Collected data entries
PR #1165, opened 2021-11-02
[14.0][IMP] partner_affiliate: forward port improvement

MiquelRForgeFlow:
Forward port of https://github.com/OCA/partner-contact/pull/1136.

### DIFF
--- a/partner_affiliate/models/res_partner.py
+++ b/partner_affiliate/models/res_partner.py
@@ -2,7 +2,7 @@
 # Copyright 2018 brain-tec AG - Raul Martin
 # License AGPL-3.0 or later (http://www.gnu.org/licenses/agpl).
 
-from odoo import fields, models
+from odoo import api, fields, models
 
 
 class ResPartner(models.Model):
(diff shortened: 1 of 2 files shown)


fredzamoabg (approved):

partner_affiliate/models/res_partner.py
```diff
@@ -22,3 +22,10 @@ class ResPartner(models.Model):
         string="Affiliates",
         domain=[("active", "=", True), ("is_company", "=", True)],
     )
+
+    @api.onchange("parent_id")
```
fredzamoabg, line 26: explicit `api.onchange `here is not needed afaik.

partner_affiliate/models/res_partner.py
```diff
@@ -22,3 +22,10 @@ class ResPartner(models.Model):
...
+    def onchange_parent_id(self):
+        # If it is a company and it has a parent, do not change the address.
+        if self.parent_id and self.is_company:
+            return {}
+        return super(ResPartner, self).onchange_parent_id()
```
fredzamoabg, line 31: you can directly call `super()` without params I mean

### Directions for this task
Copy out each record exactly as given, omitting none.

### Result for this task
PR #1165, opened 2021-11-02
[14.0][IMP] partner_affiliate: forward port improvement

MiquelRForgeFlow:
Forward port of https://github.com/OCA/partner-contact/pull/1136.

### DIFF
--- a/partner_affiliate/models/res_partner.py
+++ b/partner_affiliate/models/res_partner.py
@@ -2,7 +2,7 @@
 # Copyright 2018 brain-tec AG - Raul Martin
 # License AGPL-3.0 or later (http://www.gnu.org/licenses/agpl).
 
-from odoo import fields, models
+from odoo import api, fields, models
 
 
 class ResPartner(models.Model):
(diff shortened: 1 of 2 files shown)


fredzamoabg (approved):

partner_affiliate/models/res_partner.py
```diff
@@ -22,3 +22,10 @@ class ResPartner(models.Model):
         string="Affiliates",
         domain=[("active", "=", True), ("is_company", "=", True)],
     )
+
+    @api.onchange("parent_id")
```
fredzamoabg, line 26: explicit `api.onchange `here is not needed afaik.

partner_affiliate/models/res_partner.py
```diff
@@ -22,3 +22,10 @@ class ResPartner(models.Model):
...
+    def onchange_parent_id(self):
+        # If it is a company and it has a parent, do not change the address.
+        if self.parent_id and self.is_company:
+            return {}
+        return super(ResPartner, self).onchange_parent_id()
```
fredzamoabg, line 31: you can directly call `super()` without params I mean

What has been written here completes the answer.